Is that convex? We have like one minute to answer that question. Absolutely no. It's got this bad kink in it. What about the maximum of the two functions? So the maximum is the one that is above, all the points or things that are above or on.
There is the maximum function. That was the minimum function. It had a kink. The maximum function is like that, and it is convex, so maximum yes, minimum no. OK, and we could have a maximum of 1,500 functions. If the 1,500 functions are all convex, the maximum will be, because it's the part way above everybody's graph, and that would be the graph of the maximum. OK, good.
And now finally, let me just say, how do you know whether a function is convex? How to test, how of test. OK, so let me take just a function of one variable. What's the test you learned in calculus, freshman calculus actually, just show that this is a convex function? What's the test for that?
AUDIENCE: Use second derivative.
GILBERT STRANG: Second derivative should be?
GILBERT STRANG: Positive or possibly 0, so second derivative greater or equals 0 everywhere. That's convex. OK, final question, suppose F is a vector. So this is a vector, and so I have n functions of n variable. No, I don't. I have one, sorry, I've got one function, but I'm in n variables. So this was just one.
What's the test for convexity? So it would be passed, for example, by x1 squared plus x2 squared. Would it be passed by-- so here would be the question-- would it be passed by x transpose some symmetric matrix S? That would be a quadratic, a pure quadratic.
Would it be convex?
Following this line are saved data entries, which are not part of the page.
PR #449, opened 2023-03-17
fix pk getters for related objects

timoniq:
i exposed a bug working with model of non-int pk \
you may use models i wrote in test suite to reproduce this bug

the problem was there:

https://github.com/aminalaee/sqladmin/blob/4eccf67f43fbafac19aa7373a9994942dfcc627f/sqladmin/models.py#L738-L760

these methods use `pk_column` of the current model instead of the related one \
so that the urls generated threw an error of undefined attribute (cause related model didn't obtain field with current model pk_column name) \
or here due to unproccessable `value` if the field names matched: https://github.com/aminalaee/sqladmin/blob/4eccf67f43fbafac19aa7373a9994942dfcc627f/sqladmin/models.py#L850

### DIFF
--- a/tests/test_models.py
+++ b/tests/test_models.py
@@ -2,7 +2,7 @@ from typing import Generator
 
 import pytest
 from markupsafe import Markup
-from sqlalchemy import Boolean, Column, ForeignKey, Integer, String, Table, select
+from sqlalchemy import Boolean, Column, ForeignKey, Integer, String, select
 from sqlalchemy.dialects.postgresql import UUID
 from sqlalchemy.ext.declarative import declarative_base
 from sqlalchemy.orm import relationship, sessionmaker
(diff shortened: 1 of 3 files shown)


tests/test_models.py
```diff
@@ -431,6 +466,7 @@ class UserAdmin(ModelView, model=User):
     assert UserAdmin().get_export_columns() == [
         ("addresses", User.addresses.prop),
         ("profile", User.profile.prop),
+        ("permissions", User.permissions.prop),
```
aminalaee, line 469: Do any of these tests actually test this behaviour?

aminalaee (commented):
Thanks for the PR, just a minor comment.

tests/test_models.py
timoniq: perhaps some tests for url generations need to be added

timoniq: ok, i removed these tests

What would be the test? I'm looking for an n dimensional equivalent of positive second derivative. The n dimensional equivalent of positive second derivative is convexity, and we have to recognize what's the test. So I could apply it to this function, or I could apply it to any function of n variables. It should be OK.
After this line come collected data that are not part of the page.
PR #454, opened 2023-03-24
feat: pluralize names with helper method

GriceTurrble:
Had an issue with models whose names already ends in 's'. While it makes sense in the app to either change the model names or implement name_plural directly, it also helps with the initial app usage if the model names are just a little cleaner earlier on. :)

As noted, the inflect package may be more useful there. I leave that to the maintainer's discretion.

### DIFF
--- a/sqladmin/helpers.py
+++ b/sqladmin/helpers.py
@@ -87,6 +87,14 @@ def prettify_class_name(name: str) -> str:
     return re.sub(r"(?<=.)([A-Z])", r" \1", name)
 
 
+def pluralize(name: str) -> str:
+    # TODO introduce inflect package to do this more cleanly?
+    # https://pypi.org/project/inflect/
+    if name.lower().endswith("s"):
+        return name
+    return name + "s"
+
+
 def slugify_class_name(name: str) -> str:
     dashed = re.sub("(.)([A-Z][a-z]+)", r"\1-\2", name)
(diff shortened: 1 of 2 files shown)


sqladmin/helpers.py
```diff
@@ -87,6 +87,14 @@ def prettify_class_name(name: str) -> str:
     return re.sub(r"(?<=.)([A-Z])", r" \1", name)
 
 
+def pluralize(name: str) -> str:
+    # TODO introduce inflect package to do this more cleanly?
+    # https://pypi.org/project/inflect/
+    if name.lower().endswith("s"):
+        return name
+    return name + "s"
```
aminalaee, line 95: Shouldn’t the word end in es instead? I think that was the point!

```suggestion
    return name + "es"
```

aminalaee (commented):
Thanks for the PR, just a minor comment.

sqladmin/helpers.py
GriceTurrble: That depends! The inflect package would be better for (properly?) pluralizing words more dynamically.

We have some models like `Tasks` (improperly named, but that's a different topic) that in the original is pluralized `Taskss`. This would correct that issue.

aminalaee: Hmm..makes sense.
Can you share a sample code of your use-case, maybe in an issue?
I think it'd be nice to solve it without relying on another package first. The part that you dynamically create the views, I think can probably use inflect for that.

What's the test here? Here, I have a matrix instead of a number. So what's the requirement going to be? Times out, yeah? [INAUDIBLE] Positive definite or semidefinite, or semidefinite just as here. Yeah.
So the test is positive, semidefinite, Hessian. And here, the Hessian is actually that S, because the second derivatives will produce-- I'll put a 1/2 in there-- the second derivatives will produce S equal the Hessian H. So here, the S-- so positive semidefinite, Hessian in general, second derivative matrix for a quadratic.
OK. So its convex problems that we're going to get farther with. We run into no saddle points. We run into no local minimum. Once we found the minimum, it's the global minimum. These are the good problems. OK, again, happy to see you today, and I look forward to Wednesday.